Whether your school’s parent organization is linked to the National Parent Teacher Association (PTA) or is an independent local school organization, you have something in common. Eventually, officers will transition, and all the knowledge needs to pass from the outgoing officer to the incoming officer.
Parent organizations are comprised of people eager to be involved in their child’s school, and also people who are elected board president and say, “Never in my life did I see this happening.” Parent engagement comes in many forms. However, if you find yourself here, welcome to the esteemed club!
The National PTA has a wealth of information for local leaders addressing mission, leadership, finance, membership, fundraising, and communications.
We talked to parents, school staff, and PTO leaders to find pain points and solutions when the parent organization has a leadership transition.
How to keep PTA and PTO institutional knowledge intact
For two years, Victoria Haller was the vice president of her local parent alliance in Aptos, CA. She is now in her second year as president.
“We are a group of parents who will welcome you overwhelmingly with open arms and then never let you go,” she told us.
After four years of involvement, Haller knows that someone will need to have an eye on transition next year because her child will age out of elementary school.
Yearly officer transitions bring their own kind of stress. Everyone has just settled into a working routine of understanding their positions, and suddenly, it’s time to change it up.
Often, PTOs and PTAs end up losing years of institutional knowledge as students move or age out of their buildings. Valuable information is likely to live inside the head of the outgoing officer, or on the desktop of a past volunteer.
However, there are ways you can better manage a leadership transition and maintain all that great information and knowledge your volunteers spent years cultivating.
Personal email address are out, generic PTA email addresses are in
According to Heller, using personal or work email addresses for volunteer positions at school is one of the most significant volunteer pain points.
Outgoing leaders are subject to hundreds of unwanted emails, and incoming leaders have no ready access to existing donor email lists or contact information.
In other words, it’s a nightmare, and new officers often need to start from scratch. Cue the headache!
The California State PTA suggests generic emails for officers for easier transitions. If your organization hasn’t done this, let this change begin with you, friend.
Keep it all in one place
Being a PTA/PTO board member is a lot easier when you know which PTA members, school leaders, or school administrators have helped out with fundraisers or other volunteer opportunities in the past.
Searching for contacts, current fundraisers, outside fundraisers, and who manages school merchandise delays being able to get to the business of supporting your child’s school and boosting parent engagement.
If you are the outgoing officer, gather information to pass on to your successor. In whatever form you have it—spreadsheets, paper lists, databases—gather it up, so the next person doesn’t have to start from scratch.
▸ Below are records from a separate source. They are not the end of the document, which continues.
PR #1233, opened 2015-11-10
Few minor scripts improvments

ctomc:
WFCORE-1085 Linux and powershell standalone script should be unified
WFCORE-995 Add possibility to enable debug mode by setting env variable
WFCORE-1084 Standalone powershell script does't support SECMGR=true env variable


bstansberry:
Please separate out WFCORE-995 into a different PR (same in the EAP PR) for getting acks for an enhancement doesn't block merging the 2 already-approved bug fixes.

One issue per PR is going to make everyone's life easier.

ctomc:
well two commits are co-dependent as one builds on top of another.
Will just take the long route to get this fixed all together

PR #1234, opened 2015-11-10
[WFCORE-1074]: Intermittent failure in DeploymentScannerUnitTestCase.

ehsavoie:
Previous commit timeout is too short to have a meaningfull test: moving it back to 30 seconds.


bstansberry:
@ehsavoie Please create an EAP variant of this. No need for a JBEAP. Thanks.

PR #1235, opened 2015-11-10
WFCORE-1120 Launcher shouldn't "-Djava.net.preferIPv4Stack=true" if s…

ctomc:
…pecifed otherwise


bstansberry:
@jamezp please approve

I think the same basic issue applies to all of the DEFALT_VM_ARGUMENTS. However, since we have a JBEAP for this specific thing, if you guys agree that this is a more general problem, I think we'd be better off filing a separate JIRA for that and leaving this targeted at the existing issue.

jamezp:
While it shouldn't matter if the property is there twice, the later wins IIRC, it does seem odd to have two system properties with different values. This PR however will only fix this single property. As Brian said all the `DEFAULT_VM_ARGUMENTS` would have the same issue. I'm closing this in favor of https://github.com/wildfly/wildfly-core/pull/1238.

ctomc:
It is not just odd, there is no rule to know which property value will be used at runtime, in most cases it works fine as "right" one wins but not in all cases. This is why we didn't notice this earlier.

PR #1236, opened 2015-11-10
Do some housekeeping on @Ignored tests in core

bstansberry:
Drop some tests, fix some, improve the description on why some are ignored.


bstansberry:
retest this please

PR #1237, opened 2015-11-10
[WFCORE-1119] Avoid NPE if bind fails during managed binding constructor

bstansberry:
Related EAP JIRA is https://issues.jboss.org/browse/JBEAP-1870 (acked)


bstansberry:
I'm closing this because #1239 incorporates it, both issues in 1239 are EAP Acked, and I want both fixes in.

PR #1239, opened 2015-11-11
[WFCORE-1127] Improve handling of unregistering unnamed socket bindings.

bstansberry:
Also includes the commit for WFCORE-1119 from #1237 as that commit would conflict with this one.

PR #1242, opened 2015-11-11
[WFCORE-1029] Stop using InetSocketAddress as map key in UnnamedBindingRegistry

bstansberry:
This builds on #1239 but adds an additional commit for https://issues.jboss.org/browse/WFCORE-1029.

I'm using separate PRs for these because the different related issues have, IMO, different degrees of acceptability for inclusion in EAP 7. I believe including the WFCORE-1029 fix is the correct ultimate solution, but having added bake time makes sense to me.

### DIFF
--- a/network/src/main/java/org/jboss/as/network/SocketBindingManagerImpl.java
+++ b/network/src/main/java/org/jboss/as/network/SocketBindingManagerImpl.java
@@ -150,7 +150,7 @@ public abstract class SocketBindingManagerImpl implements SocketBindingManager {
         return unnamedRegistry;
     }
 
-    class ManagedSocketFactoryImpl extends ManagedSocketFactory {
+    private class ManagedSocketFactoryImpl extends ManagedSocketFactory {
 
         @Override
         public Socket createSocket() {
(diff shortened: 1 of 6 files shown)


network/src/main/java/org/jboss/as/network/SocketBindingManagerImpl.java
```diff
@@ -490,36 +550,30 @@ public void unregisterBinding(String name) {
         }
     }
 
-    static final class UnnamedRegistryImpl implements UnnamedBindingRegistry {
-        private final Map<InetSocketAddress, ManagedBinding> bindings = new ConcurrentHashMap<InetSocketAddress, ManagedBinding>();
+    private static final class UnnamedRegistryImpl implements UnnamedBindingRegistry {
+        private final Map<WrapperBinding, Void> bindings = new ConcurrentHashMap<>();
```
jamezp: Maybe a Set would be better, but we either can't use a `null` value or we need to change the map type. Per the [ConcurrentHashMap JavaDoc](https://docs.oracle.com/javase/8/docs/api/java/util/concurrent/ConcurrentHashMap.html)

> Like Hashtable but unlike HashMap, this class does not allow null to be used as a key or value.

jamezp:
retest this please

jamezp:
retest this please

PR #1245, opened 2015-11-13
[WFCORE-1115]: Intermittent failures of CompositeOperationTestCase & CoreResourceManagementTestCase.

ehsavoie:
Checking that the slave servers have restarted after reload in IgnoredResourcesProfileCloneTestCase.

Jira: https://issues.jboss.org/browse/WFCORE-1115
https://issues.jboss.org/browse/WFCORE-1089

### DIFF
--- a/testsuite/domain/src/test/java/org/jboss/as/test/integration/domain/suites/IgnoredResourcesProfileCloneTestCase.java
+++ b/testsuite/domain/src/test/java/org/jboss/as/test/integration/domain/suites/IgnoredResourcesProfileCloneTestCase.java
@@ -39,7 +39,6 @@ import static org.jboss.as.controller.descriptions.ModelDescriptionConstants.SUB
 import static org.jboss.as.controller.descriptions.ModelDescriptionConstants.TO_PROFILE;
 import static org.junit.Assert.assertEquals;
 
-import java.io.File;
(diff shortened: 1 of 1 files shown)


testsuite/domain/src/test/java/org/jboss/as/test/integration/domain/suites/IgnoredResourcesProfileCloneTestCase.java
```diff
@@ -92,14 +86,11 @@ public static void beforeClass() throws Exception {
...
         slaveLifecycleUtil = testSupport.getDomainSlaveLifecycleUtil();
-
-        File masterDir = new File(testSupport.getDomainMasterConfiguration().getDomainDirectory());
-        domainCfg = new File(masterDir, "configuration"
-                + File.separator + "testing-domain-standard.xml");
     }
 
     @AfterClass
     public static void afterClass() throws Exception {
+        slaveLifecycleUtil.awaitServers(System.currentTimeMillis());
```
bstansberry: This isn't reliable because it only waits for servers configured with auto-start=true. It's basically written for use during a normal HC boot.

I had to work around this problem in HcExtensionAndSubsystemManagementTestCase. Kind of a pain.

PR #1246, opened 2015-11-16
[WFCORE-1077] Update the regular expression to correctly split out the username and password.

darranl:


darranl:
Just spotted a problem.

PR #1754, opened 2016-08-25
WFCORE-1733 SynchServerOperationHandler op and attribute restart-required checking

luck3y:


luck3y:
First go at this one. There are a couple of things I notice, that I'm not sure are correct.
- adding a system property changes the command line, so this overrides reload-required to restart-required. This is probably fine for anything else on the command line that isn't a system property though.
- for ops / attributes that are RESTART_NONE, should we still default to reload-required? This isn't really clear from the comments in AttributeAccess etc.
- My reading of the comments on flags suggests that only RESTART_JVM should trigger restart-required explicity, is that right?

luck3y:
Actually ignore the above wrt to sysprops, I just confused myself regarding them appearing in the management model vs actually taking effect in the jvm ;)

host-controller/src/main/java/org/jboss/as/domain/controller/operations/SyncServerStateOperationHandler.java
```diff
@@ -79,42 +88,55 @@ public void execute(OperationContext context, ModelNode operation) throws Operat
...
+                            opName = ServerProcessStateHandler.REQUIRE_RESTART_OPERATION;
+                            break;
+                        case RELOAD_REQUIRED:
+                            opName = ServerProcessStateHandler.REQUIRE_RELOAD_OPERATION;
+                            break;
+                        default:
+                            throw new RuntimeException("Unknown SyncServerResultAction: " + entry.getValue());
+                    }
+
+                    if (opName != null) {
```
bstansberry: opName can't be null

host-controller/src/main/java/org/jboss/as/domain/controller/operations/SyncServerStateOperationHandler.java
```diff
@@ -126,30 +148,51 @@ public void handleResult(OperationContext.ResultAction resultAction, OperationCo
...
-            PathAddress addr = PathAddress.pathAddress(operation.get(OP_ADDR));
+            final PathAddress addr = PathAddress.pathAddress(operation.get(OP_ADDR));
             contentDownloader.checkContent(operation, addr);
-
-            Map<Set<ServerIdentity>, ModelNode> serverMap = resolver.getServerOperations(context, operation, addr);
+            final ImmutableManagementResourceRegistration registration = context.getResourceRegistration();
+            final Map<Set<ServerIdentity>, ModelNode> serverMap = resolver.getServerOperations(context, operation, addr);
             for (Map.Entry<Set<ServerIdentity>, ModelNode> entry : serverMap.entrySet()) {
-                ModelNode op = entry.getValue();
-                boolean restart = op.get(OP).asString().equals(ServerProcessStateHandler.REQUIRE_RESTART_OPERATION);
```
bstansberry: This check still needs to be there. Then, if restart == true, the SyncServerResultAction must RESTART_REQUIRED and the stuff you are adding here should be skipped. Your new stuff is a second line of defense for cases where ServerOperationResolver doesn't have hard coded logic that knows the domain/host level op always requires server restart.

host-controller/src/main/java/org/jboss/as/domain/controller/operations/SyncServerStateOperationHandler.java
```diff
@@ -126,30 +148,51 @@ public void handleResult(OperationContext.ResultAction resultAction, OperationCo
...
+                } else { // all other ops
+                    final Set<OperationEntry.Flag> flags = registration.getOperationFlags(addr, opName);
+                    if (flags.contains(OperationEntry.Flag.RESTART_JVM)) {
+                        action = SyncServerResultAction.RESTART_REQUIRED;
                     }
                 }
+
+                for (final ServerIdentity id : entry.getKey()) {
+                    final String serverName = id.getServerName();
+                    serverStateChanges.put(serverName, serverStateChanges.get(serverName) == null ? SyncServerResultAction.RELOAD_REQUIRED : action);
```
bstansberry: You can't store RELOAD_REQUIRED if RESTART_REQUIRED is already stored under the server name key.

host-controller/src/main/java/org/jboss/as/domain/controller/operations/SyncServerStateOperationHandler.java
```diff
@@ -126,30 +148,51 @@ public void handleResult(OperationContext.ResultAction resultAction, OperationCo
...
             for (Map.Entry<Set<ServerIdentity>, ModelNode> entry : serverMap.entrySet()) {
-                ModelNode op = entry.getValue();
-                boolean restart = op.get(OP).asString().equals(ServerProcessStateHandler.REQUIRE_RESTART_OPERATION);
-                for (ServerIdentity id : entry.getKey()) {
-                    String serverName = id.getServerName();
-                    Boolean existing = serverStateChanges.get(serverName);
-                    if (existing == null || (!existing && restart)) {
-                        serverStateChanges.put(serverName, restart);
+                final ModelNode op = entry.getValue();
+                final String opName = op.get(OP).asString();
```
bstansberry: I don't think you can safely use this op for the registration.getAttributeAccess/registration.getOperationFlags check. It's the op that's expected to be executed on the server, which may not be the op that is registered here on the HC. Above you are using the address from the op that is being executed on the server. And rightly so as you have no idea if the server-op address is registered on the HC. For any /subsytem=* address without the preceding /profile=* level it won't be.

This is kind of a nit, since in practice it's likely going to just work, particularly since the "boolean restart = op.get(OP).asString().equals(ServerProcessStateHandler.REQUIRE_RESTART_OPERATION);" check that was at L139 will handle a lot of the odd cases. But it's the kind of thing that can might break some day in a hard to understand way.

Some possibilities:

1) Limit this second level check to addresses in the /profile=* tree where addr.size() > 1 (i.e. not the profile root address itself). For those address, ServerOperationResolver just takes the domain level op and strips the /profile=* part off the address, i.e. there won't be a change of the op name.

With the existing L139 "boolean restart = ..." check restored, this approach then just leaves a hole for domain/host ops outside the /profile=* tree where ServerOperationResolver isn't already returning ServerProcessStateHandler.REQUIRE_RESTART_OPERATION. Those cases really shouldn't exist. There are two reasons a reload is insufficient and restart is required:

1) The op changes something about how the HC would launch the server. The ServerOperationResolver logic handles these by returning  ServerProcessStateHandler.REQUIRE_RESTART_OPERATION.
2) Some lib we integrate stores data in a static field and that can't be changed without restart. We try really hard not to do this with kernel resources though, and if we do the ServerOperationResolver logic can handle it as well. So this case is really just a problem with extensions where the kernel has no idea what the extension will do.

2) If we decide 1) is wrong or too hacky, perhaps we can check for cases where the op name is different for 'op' versus 'operation'. In that case we know something unusual has happened and the lookup against the HC's registration is not a valid algorithm. So then just default to SyncServerResultAction.RESTART_REQUIRED.

host-controller/src/main/java/org/jboss/as/domain/controller/operations/SyncServerStateOperationHandler.java
bstansberry: Further to this, ServerOperationResolver can also return ServerProcessStateHandler.REQUIRE_RELOAD_OPERATION. In this case I *believe* it is fine to accept that result, use SyncServerResultAction.RELOAD_REQUIRED, and skip your new stuff. This needs a bit of confirmation, but I think ServerOperationResolver would not return ServerProcessStateHandler.REQUIRE_RELOAD_OPERATION for an op where actually a restart is needed. It's all custom logic meant for these kind of cases and when it does something specific like this we can just trust it.

host-controller/src/main/java/org/jboss/as/domain/controller/operations/SyncServerStateOperationHandler.java
luck3y: Yah, sorry about those, I'd been going back and forth trying to avoid really verbose checking, will make that clear & fix.

host-controller/src/main/java/org/jboss/as/domain/controller/operations/SyncServerStateOperationHandler.java
luck3y: Ah, this makes a lot more sense now. I couldn't ever see the ServerProcessStateHandler.REQUIRE_RESTART_OPERATION arriving, so I had suspected that it was just wrong.

That makes a lot more sense now!

host-controller/src/main/java/org/jboss/as/domain/controller/operations/SyncServerStateOperationHandler.java
luck3y: I'm fixing and trying #1 above, will see how hacky it turns out.

bstansberry: @luck3y I think 2) is fine if 1) is uncomfortable at all. For any op in profile=*/subystem=*, ServerOperationResolver is *not* going to change the operation name, so the 2) type check isn't going to affect anything for those ops. For other resources, the odds of ServerOperationResolver  changing the name but not returning REQUIRE_RESTART_OPERATION or REQUIRE_RELOAD_OPERATION are really low, and if it happens we'd just require restart which is hardly the end of the world if reload was sufficient.

luck3y:
@bstansberry I've reworked this to be more in line with your comments. Feedback welcome. It still feels a bit clunky, although this does handle the jts toggle correctly (/profile=full/subsystem=transactions:write-attribute(name=jts, value=false)

One additional concern I have is an odd one, but probably unrelated to this change (I'm still looking).

When I've been testing this I've basically been doing:

(a) Start DC
(b) Start slave with --cached-dc
(c) Stop slave.
(d) Make domain config change on DC in CLI.
(e) Stop DC
(f) Start slave (which starts with previous cached domain config from --cached-dc)
(g) Once slave is up, start DC and watch reconnection.

The odd part is that from a fresh build, there are a huge number of adds coming on in the first incidence of (g). Subsequent passes, it doesn't occur.

So I think there may be something triggering additional domain config elements to be sent over, but only on a slave reconnection.

Diff of domain.cached-remote.xml before and after the first occurance of (g) above.

https://paste.fedoraproject.org/423667/73286569/

bstansberry:
@luck3y What does the host.xml look like? My guess is this has something to do with --ignore-unused-configuration.  That diff shows the slave had "empty" profiles for full and full-ha (which itself is odd) and then at the end it pulled down the details of full-ha.

What was the change in d) ?

Side issue -- that diff shows the full-ha subsystems are getting added in reverse order from how they are on DC. Which is probably just a cosmetic thing but something to check out in case it's more and a minor thing to correct if it's just cosmetic.

luck3y:
@bstansberry Yah, ignore-unused-configuration was my initial guess too, I'm looking for somewhere that isn't being checked on reconnect.

host.xml default for ignore-unused--configuration, so I think this is probably a safe guess that something like this is going on.

luck3y:
Retest this please

PR #1757, opened 2016-08-29
[WFCORE-1741]:  read-content operation does not return the uuid of thstream as the operation result

ehsavoie:
Adding the stream uuid in the reponse node.

Jira: https://issues.jboss.org/browse/WFCORE-1741

### DIFF
--- a/host-controller/src/main/java/org/jboss/as/domain/controller/operations/deployment/ExplodedDeploymentReadContentHandler.java
+++ b/host-controller/src/main/java/org/jboss/as/domain/controller/operations/deployment/ExplodedDeploymentReadContentHandler.java
@@ -15,6 +15,7 @@
  */
 package org.jboss.as.domain.controller.operations.deployment;
 
+import static org.jboss.as.controller.descriptions.ModelDescriptionConstants.UUID;
 import static org.jboss.as.server.controller.resources.DeploymentAttributes.CONTENT_HASH;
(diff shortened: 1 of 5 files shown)


ehsavoie:
retest this please

bstansberry:
retest this please

bstansberry:
DEPLOYMENT_READ_CONTENT_DEFINITION needs to declare the return type for the operation.

A key question is whether we want to return a complex object like you are doing here; i.e. a ModelType.OBJECT with a single field UUID of type STRING. Alternative is to simply return ModelType.STRING, which is simpler for a client to consume.

Advantage of what you have done here though is it leaves a way forward for adding other fields in the future without needing to make an incompatible API change by changing the response type from STRING to OBJECT. @jfdenise any thoughts on this?

(Just an FYI, IIRC @jamezp went through some similar questions when doing the log file read feature. He ended up creating a custom dynamically created Resource for each log file. That's harder to do here though as unlike log files the deployment content files aren't already just sitting there waiting to be modeled as resources. I'm not advocating doing resources for these; this is just FYI on the history of a somewhat similar feature.)

jfdenise:
With respect to the CLI, the structure of the response is supported in both cases. In general, because we have the browse-content that will contain all the file metadata, I am not sure the complex type is worth it. read-content is really retrieving the content, so an uuid should be enough.

bstansberry:
I put a fixme on this as the operation description needs to be updated regardless.

I think just returning the uuid is sufficient; browse-content provides the other data that someone might want.

PR #1762, opened 2016-08-29
[WFCORE-1737] Properly handle non-existent registrations in wildcard read-resource-description ops

bstansberry:
Also includes 2 commits beefing up some testing of wildcard read-resource ops


bstansberry:
retest this please

PR #1763, opened 2016-08-30
Fix for WFCORE-1726. Support for attachments in Response.

jfdenise:
A new attachment command to download/display attachments. Evolved a batch command with an optional ResponseHandler that is called for each step once the composite reply has been received.

### DIFF
--- a/cli/src/main/java/org/jboss/as/cli/handlers/AttachmentHandler.java
+++ b/cli/src/main/java/org/jboss/as/cli/handlers/AttachmentHandler.java
@@ -1,0 +1,404 @@
+/*
+ * JBoss, Home of Professional Open Source.
+ * Copyright 2016, Red Hat, Inc., and individual contributors
+ * as indicated by the @author tags. See the copyright.txt file in the
+ * distribution for a full listing of individual contributors.
+ *
+ * This is free software; you can redistribute it and/or modify it
+ * under the terms of the GNU Lesser General Public License as
+ * published by the Free Software Foundation; either version 2.1 of
+ * the License, or (at your option) any later version.
+ *
+ * This software is distributed in the hope that it will be useful,
+ * but WITHOUT ANY WARRANTY; without even the implied warranty of
+ * MERCHANTABILITY or FITNESS FOR A PARTICULAR PURPOSE. See the GNU
+ * Lesser General Public License for more details.
+ *
+ * You should have received a copy of the GNU Lesser General Public
+ * License along with this software; if not, write to the Free
+ * Software Foundation, Inc., 51 Franklin St, Fifth Floor, Boston, MA
+ * 02110-1301 USA, or see the FSF site: http://www.fsf.org.
+ */
+package org.jboss.as.cli.handlers;
+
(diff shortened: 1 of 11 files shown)


bstansberry:
retest this please

bstansberry:
@aloubyansky please approve

aloubyansky:
Looks good. I'd think that in non-batch mode the target file should be overridden. But perhaps there are good reasons to use the index instead.

jfdenise:
@aloubyansky, in non batch mode, in order to preserve all the received streams, I implemented the file indexing. With file overriding we could confuse users that would expect multiple saved file.

aloubyansky:
That makes sense. What I meant though was when you execute the same operation consequently, it does not override the file specified in the argument.
This is not an objection. That would be just my first expectation.

jfdenise:
I see, calling multiple time the same operation. 
I was on the safe side, not alter any user data. If a user file with the same name already exists, I would not override it. Ideally, in a UI context I would ask the user for override or copy.

We could had the option --override to the command (used in conjunction with save) in order to override the file explicitly.

aloubyansky:
It all goes down to user expectation. One thing is to safe as you meant it. Another thing is to have the output at the location specified. I think it could be more important in case of automation/scripts when the output is then consumed and processed.

jfdenise:
I agree, scripts would expect deterministic paths for files. Your experience in this matter makes me feel that we need the override option. Do you think that it would answer the scenarios you are seeing? If yes, then I would introduce the option. We would be safe by default, and override would be explicit. 
Perhaps that you would expect the opposite ;-)?

aloubyansky:
The override option would surely cover the issue I was thinking about. I don't have anything against the safe default. That's actually a great feature and pretty clean implementation. Thanks, Jeff!

jfdenise:
Thanks @aloubyansky for your great feedbacks.

bstansberry:
@aloubyansky please @ mention me when this looks good to you. I'll put a fixme label on it now to stop me checking it. The EAP7 is through analysis. :)

cli/src/main/java/org/jboss/as/cli/handlers/AttachmentHandler.java
```diff
@@ -0,0 +1,399 @@
...
+                            name = name.substring(0, indexed);
+                        } catch (NumberFormatException ex) {
+                            // XXX OK, not a number.
+                        }
+                    } else {
+                        index += 1;
+                    }
+                    targetFile = new File(name + "(" + index + ")");
+                }
+            }
```
aloubyansky: If override is true and the response contains multiple streams, shouldn't the index be incremented here?

jfdenise: Yes, well spotted. PR updated.

aloubyansky:
@bstansberry this is good to merge, thanks!

jfdenise:
Documenting the command, I realise that override should be replaced by overwrite, override doesn't apply well to file. I am making the change and re-sync the PR.

bstansberry:
retest this please

PR #1768, opened 2016-09-01
WFCORE-1757 Openssl support

stuartwdouglas:


domain-management/src/main/java/org/jboss/as/domain/management/security/SecurityRealmResourceDefinition.java
```diff
@@ -48,6 +50,17 @@
  */
 public class SecurityRealmResourceDefinition extends SimpleResourceDefinition {
 
+    static {
+        //register the Openssl Provider, if possible
+        //not really sure if this is the best place for it
```
darranl: I would suggest not including this within this commit.

We still need to rework it further but the Elytron subsystem contains resource(s) to locate and optionally register security providers - we can also make use of discovered providers without actually registering them globally.

darranl:
Apart from my comment re provider registration had a chat with Stuart and this is good to get included ASAP, the incoming Elytron changes also bring SSL configuration so this can start to be used very quickly for the Undertow subsystem.

domain-management/src/main/java/org/jboss/as/domain/management/security/SecurityRealmResourceDefinition.java
stuartwdouglas: Without this OpenSSL is not usable, so there is not much point in merging it. IMHO it is better to just merge this and then it can be removed why Elytron is ready for it.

If this isn’t already digitized, taking care of that would be a great gift to the next person doing your job. Specialized apps can help manage your lists of people, activities, fundraisers, and school merchandise.
If you are an incoming volunteer, find out what information and tools you will have available. If the information isn’t consolidated into one place, now would be a great time to do that.
If you can keep track of contacts, fundraisers, school spirit gear, finances, and emails under one roof, it will save you hours in time and effort.
There are a lot of great options out there, but we are a fan of Give. However, always be sure to check out the fee structures of other fundraising tools as you search for ways to keep all your organization’s information under one roof.
And remember what we advised above—create anything new with a generic email address attached to your officer position. Doing so will save you from the pain of a crowded inbox and make a seamless transition for your successor.
Haller started a shared drive with information about each position and “encouraged each board member to add a list of their responsibilities so that we can have continuity.”
Engaging families in multiligual districts
If you live in a culturally rich district, odds are English won’t be the first language of many of your students and their families. There are some great ways to ensure everyone is included.
The National PTA has Spanish resources geared toward student potential and PTA membership in the school community.
You still need help communicating reminders for parent-teacher conferences, teacher appreciation week, and other activities to raise family and community involvement.
One solution is a school-communication app with automated two-way translation in many languages. All notifications, posts, and direct messages are automatically translated into whatever language the person has set as their default language with the right app. Having two-way translation with no extra steps is a time saver for all.
See an example of English to Spanish translation in a school-home communication.
Thank you so much for devoting your time and talents to your local school and community. We see the work you put in, and we know your students, families, districts, and communities see and appreciate it, too.